**Stored data entries:**

PR #6581, opened 2020-09-09
[WIP] Bug 1873348: Handle condition when no status is set on sub

zherman0:
OLM can sometimes get into a state where no install plan or CSV is made and the subscription has no error state (or error indication) whatsoever. In this case, the current install status page can get stuck in an endless loop waiting for a status.
I have added a timer that waits 10 seconds for an install plan to appear on the system.  If no plan is created, the install page shows an error and gives the user the option to switch to the installed operator view.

**WHAT NEEDS TO BE DONE:**
Filter on the word "status": copy each matching line from the entries above.

**SOLUTION TO THE PROBLEM:**
[WIP] Bug 1873348: Handle condition when no status is set on sub
OLM can sometimes get into a state where no install plan or CSV is made and the subscription has no error state (or error indication) whatsoever. In this case, the current install status page can get stuck in an endless loop waiting for a status.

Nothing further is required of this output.